───── Material shown ─────

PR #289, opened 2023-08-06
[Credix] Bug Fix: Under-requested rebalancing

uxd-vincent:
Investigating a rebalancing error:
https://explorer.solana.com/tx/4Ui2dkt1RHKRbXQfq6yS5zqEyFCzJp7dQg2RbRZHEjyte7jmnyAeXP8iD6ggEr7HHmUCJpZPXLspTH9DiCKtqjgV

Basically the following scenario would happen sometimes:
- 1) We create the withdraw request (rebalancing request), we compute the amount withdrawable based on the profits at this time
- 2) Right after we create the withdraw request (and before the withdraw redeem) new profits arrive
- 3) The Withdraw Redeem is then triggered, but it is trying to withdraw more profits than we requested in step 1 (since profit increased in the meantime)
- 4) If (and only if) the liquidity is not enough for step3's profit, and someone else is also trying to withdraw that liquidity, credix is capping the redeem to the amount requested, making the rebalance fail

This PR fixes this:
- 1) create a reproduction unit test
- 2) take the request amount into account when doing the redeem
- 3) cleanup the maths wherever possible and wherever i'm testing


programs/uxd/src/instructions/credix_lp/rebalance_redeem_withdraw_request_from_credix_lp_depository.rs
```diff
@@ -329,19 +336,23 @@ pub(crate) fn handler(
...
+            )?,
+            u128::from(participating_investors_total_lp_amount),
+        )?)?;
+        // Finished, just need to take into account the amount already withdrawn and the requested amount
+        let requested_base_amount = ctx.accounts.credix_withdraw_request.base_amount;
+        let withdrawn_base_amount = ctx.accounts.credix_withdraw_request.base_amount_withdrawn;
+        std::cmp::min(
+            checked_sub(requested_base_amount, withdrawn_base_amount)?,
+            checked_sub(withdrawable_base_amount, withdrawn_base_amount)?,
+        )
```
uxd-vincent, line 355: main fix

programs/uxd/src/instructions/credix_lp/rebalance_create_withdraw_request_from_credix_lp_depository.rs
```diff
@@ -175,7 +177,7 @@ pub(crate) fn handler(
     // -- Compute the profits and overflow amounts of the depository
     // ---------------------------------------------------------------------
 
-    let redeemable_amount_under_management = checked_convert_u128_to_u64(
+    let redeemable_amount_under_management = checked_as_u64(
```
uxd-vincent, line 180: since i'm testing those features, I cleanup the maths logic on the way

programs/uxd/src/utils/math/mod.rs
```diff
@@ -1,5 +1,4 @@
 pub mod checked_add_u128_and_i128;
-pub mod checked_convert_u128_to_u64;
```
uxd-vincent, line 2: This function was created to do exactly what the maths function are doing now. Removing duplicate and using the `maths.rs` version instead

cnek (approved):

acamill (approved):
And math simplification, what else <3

─────
───── Material shown ─────

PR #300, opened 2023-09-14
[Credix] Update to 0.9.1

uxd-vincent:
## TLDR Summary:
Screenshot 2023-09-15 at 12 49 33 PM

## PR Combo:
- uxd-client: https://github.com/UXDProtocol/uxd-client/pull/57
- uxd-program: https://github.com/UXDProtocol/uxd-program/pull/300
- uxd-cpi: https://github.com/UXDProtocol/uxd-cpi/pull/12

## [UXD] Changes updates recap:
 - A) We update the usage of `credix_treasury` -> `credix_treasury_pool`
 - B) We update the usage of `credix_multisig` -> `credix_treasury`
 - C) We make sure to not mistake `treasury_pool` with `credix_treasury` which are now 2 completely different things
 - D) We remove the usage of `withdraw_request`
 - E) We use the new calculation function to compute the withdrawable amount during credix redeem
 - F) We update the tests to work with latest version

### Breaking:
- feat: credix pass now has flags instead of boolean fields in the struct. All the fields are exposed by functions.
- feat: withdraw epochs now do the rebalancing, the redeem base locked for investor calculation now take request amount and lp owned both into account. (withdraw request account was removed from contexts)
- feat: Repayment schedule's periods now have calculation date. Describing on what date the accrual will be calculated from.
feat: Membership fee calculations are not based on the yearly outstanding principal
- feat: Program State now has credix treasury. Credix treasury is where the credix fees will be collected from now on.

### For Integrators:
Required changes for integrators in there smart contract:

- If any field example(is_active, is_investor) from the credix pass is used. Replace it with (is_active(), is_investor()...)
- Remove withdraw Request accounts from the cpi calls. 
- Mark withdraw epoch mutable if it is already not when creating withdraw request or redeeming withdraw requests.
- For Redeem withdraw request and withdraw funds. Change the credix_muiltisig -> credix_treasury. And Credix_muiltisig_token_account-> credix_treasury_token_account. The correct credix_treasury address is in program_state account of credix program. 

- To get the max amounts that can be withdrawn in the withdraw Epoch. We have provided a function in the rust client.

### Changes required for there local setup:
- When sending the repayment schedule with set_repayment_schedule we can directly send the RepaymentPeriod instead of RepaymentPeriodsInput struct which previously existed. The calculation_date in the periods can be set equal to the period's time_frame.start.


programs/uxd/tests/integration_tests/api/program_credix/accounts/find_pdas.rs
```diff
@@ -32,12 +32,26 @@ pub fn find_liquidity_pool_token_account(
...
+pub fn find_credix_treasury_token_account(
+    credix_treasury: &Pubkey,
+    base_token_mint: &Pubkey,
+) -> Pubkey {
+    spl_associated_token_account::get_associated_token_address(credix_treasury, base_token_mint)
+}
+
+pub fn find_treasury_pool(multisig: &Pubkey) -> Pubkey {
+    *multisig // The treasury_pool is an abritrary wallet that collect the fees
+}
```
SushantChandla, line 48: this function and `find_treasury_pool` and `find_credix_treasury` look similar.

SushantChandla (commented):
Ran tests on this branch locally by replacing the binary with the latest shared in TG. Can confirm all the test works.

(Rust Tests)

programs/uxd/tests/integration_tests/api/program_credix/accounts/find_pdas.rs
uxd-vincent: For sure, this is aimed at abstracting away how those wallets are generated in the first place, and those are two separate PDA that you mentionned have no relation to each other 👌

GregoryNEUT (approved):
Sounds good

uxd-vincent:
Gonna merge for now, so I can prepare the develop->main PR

─────
───── Material shown ─────

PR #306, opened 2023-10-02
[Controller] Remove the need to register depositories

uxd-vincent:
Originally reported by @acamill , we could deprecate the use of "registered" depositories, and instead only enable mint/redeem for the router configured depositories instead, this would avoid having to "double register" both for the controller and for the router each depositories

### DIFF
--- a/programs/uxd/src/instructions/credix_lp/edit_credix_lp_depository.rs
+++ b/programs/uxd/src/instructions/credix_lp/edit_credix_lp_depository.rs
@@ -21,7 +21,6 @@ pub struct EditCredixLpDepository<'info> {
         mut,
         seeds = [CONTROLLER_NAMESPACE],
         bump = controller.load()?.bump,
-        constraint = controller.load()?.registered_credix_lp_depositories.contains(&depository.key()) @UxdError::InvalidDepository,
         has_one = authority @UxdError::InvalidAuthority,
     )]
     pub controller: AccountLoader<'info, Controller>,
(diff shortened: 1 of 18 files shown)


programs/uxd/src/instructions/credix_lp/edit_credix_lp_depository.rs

─────

## [Task to complete]
Scan the data above and copy every line with "will" in it.

## [Task result]
- feat: Repayment schedule's periods now have calculation date. Describing on what date the accrual will be calculated from.
- feat: Program State now has credix treasury. Credix treasury is where the credix fees will be collected from now on.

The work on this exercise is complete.